◆ **DESCRIPTION OF THE TASK**
Please copy out the entries below exactly, beginning with the line that contains "PR #791, opened 2018-11-24" and ending with the line that contains "-31,15 +31,27 @@", and include nothing outside that span.

◆ **DATA**
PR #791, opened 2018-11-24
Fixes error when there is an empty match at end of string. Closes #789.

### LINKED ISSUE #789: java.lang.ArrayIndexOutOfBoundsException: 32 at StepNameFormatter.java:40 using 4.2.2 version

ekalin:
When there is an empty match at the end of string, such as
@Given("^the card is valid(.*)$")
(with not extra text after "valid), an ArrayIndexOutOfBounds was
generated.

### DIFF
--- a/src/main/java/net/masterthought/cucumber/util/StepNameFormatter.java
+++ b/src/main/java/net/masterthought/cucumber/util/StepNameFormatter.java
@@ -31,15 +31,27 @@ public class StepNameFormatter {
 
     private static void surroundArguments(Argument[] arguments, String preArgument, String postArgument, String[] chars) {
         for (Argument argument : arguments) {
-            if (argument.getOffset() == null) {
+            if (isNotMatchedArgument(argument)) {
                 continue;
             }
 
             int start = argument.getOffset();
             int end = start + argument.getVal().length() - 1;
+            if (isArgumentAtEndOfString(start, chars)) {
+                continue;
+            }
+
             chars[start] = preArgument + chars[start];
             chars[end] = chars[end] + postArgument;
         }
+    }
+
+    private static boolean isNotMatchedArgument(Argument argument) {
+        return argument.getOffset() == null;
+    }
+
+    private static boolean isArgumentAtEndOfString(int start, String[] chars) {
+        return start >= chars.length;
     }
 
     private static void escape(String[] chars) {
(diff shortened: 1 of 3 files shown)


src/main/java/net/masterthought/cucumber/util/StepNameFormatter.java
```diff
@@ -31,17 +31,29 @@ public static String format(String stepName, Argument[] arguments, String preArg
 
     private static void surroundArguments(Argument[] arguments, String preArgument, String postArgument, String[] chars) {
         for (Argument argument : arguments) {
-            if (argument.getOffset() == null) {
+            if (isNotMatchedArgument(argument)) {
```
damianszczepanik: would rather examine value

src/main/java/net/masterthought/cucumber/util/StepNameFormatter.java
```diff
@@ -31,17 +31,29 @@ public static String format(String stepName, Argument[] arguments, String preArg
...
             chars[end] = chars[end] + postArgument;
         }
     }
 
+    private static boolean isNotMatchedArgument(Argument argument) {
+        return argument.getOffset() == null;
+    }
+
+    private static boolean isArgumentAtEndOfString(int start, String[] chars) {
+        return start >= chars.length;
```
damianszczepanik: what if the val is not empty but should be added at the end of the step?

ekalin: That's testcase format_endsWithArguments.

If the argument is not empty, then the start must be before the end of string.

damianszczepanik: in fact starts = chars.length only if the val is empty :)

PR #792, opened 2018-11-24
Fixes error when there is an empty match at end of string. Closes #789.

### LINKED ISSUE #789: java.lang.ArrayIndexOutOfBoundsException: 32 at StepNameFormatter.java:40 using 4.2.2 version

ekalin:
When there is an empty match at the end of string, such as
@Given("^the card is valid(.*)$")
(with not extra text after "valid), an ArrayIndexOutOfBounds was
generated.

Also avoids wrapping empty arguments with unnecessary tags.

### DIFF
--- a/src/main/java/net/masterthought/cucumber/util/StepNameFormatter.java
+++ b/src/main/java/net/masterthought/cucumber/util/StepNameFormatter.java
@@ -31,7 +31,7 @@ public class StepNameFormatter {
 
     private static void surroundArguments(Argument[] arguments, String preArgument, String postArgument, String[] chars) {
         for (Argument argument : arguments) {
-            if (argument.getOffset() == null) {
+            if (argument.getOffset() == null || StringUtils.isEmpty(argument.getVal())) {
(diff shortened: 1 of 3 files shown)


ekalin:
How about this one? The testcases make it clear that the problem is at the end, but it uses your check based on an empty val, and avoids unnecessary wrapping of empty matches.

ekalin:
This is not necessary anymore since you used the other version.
---
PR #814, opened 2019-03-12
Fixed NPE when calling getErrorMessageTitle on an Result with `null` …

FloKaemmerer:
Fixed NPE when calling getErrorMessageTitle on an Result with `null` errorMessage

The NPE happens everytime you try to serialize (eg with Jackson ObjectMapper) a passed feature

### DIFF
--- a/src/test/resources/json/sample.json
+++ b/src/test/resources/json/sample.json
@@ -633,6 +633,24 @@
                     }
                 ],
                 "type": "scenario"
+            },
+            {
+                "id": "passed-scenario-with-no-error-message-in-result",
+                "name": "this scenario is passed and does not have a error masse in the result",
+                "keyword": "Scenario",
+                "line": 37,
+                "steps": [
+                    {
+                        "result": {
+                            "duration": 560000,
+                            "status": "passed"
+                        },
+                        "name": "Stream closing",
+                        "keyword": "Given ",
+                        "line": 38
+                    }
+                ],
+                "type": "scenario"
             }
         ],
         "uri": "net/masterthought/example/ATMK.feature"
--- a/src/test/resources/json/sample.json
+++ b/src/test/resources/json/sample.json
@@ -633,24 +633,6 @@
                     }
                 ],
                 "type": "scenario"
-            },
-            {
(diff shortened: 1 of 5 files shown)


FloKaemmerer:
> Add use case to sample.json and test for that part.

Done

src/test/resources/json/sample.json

◆ **FINAL ANSWER**
PR #791, opened 2018-11-24
Fixes error when there is an empty match at end of string. Closes #789.

### LINKED ISSUE #789: java.lang.ArrayIndexOutOfBoundsException: 32 at StepNameFormatter.java:40 using 4.2.2 version

ekalin:
When there is an empty match at the end of string, such as
@Given("^the card is valid(.*)$")
(with not extra text after "valid), an ArrayIndexOutOfBounds was
generated.

### DIFF
--- a/src/main/java/net/masterthought/cucumber/util/StepNameFormatter.java
+++ b/src/main/java/net/masterthought/cucumber/util/StepNameFormatter.java
@@ -31,15 +31,27 @@ public class StepNameFormatter {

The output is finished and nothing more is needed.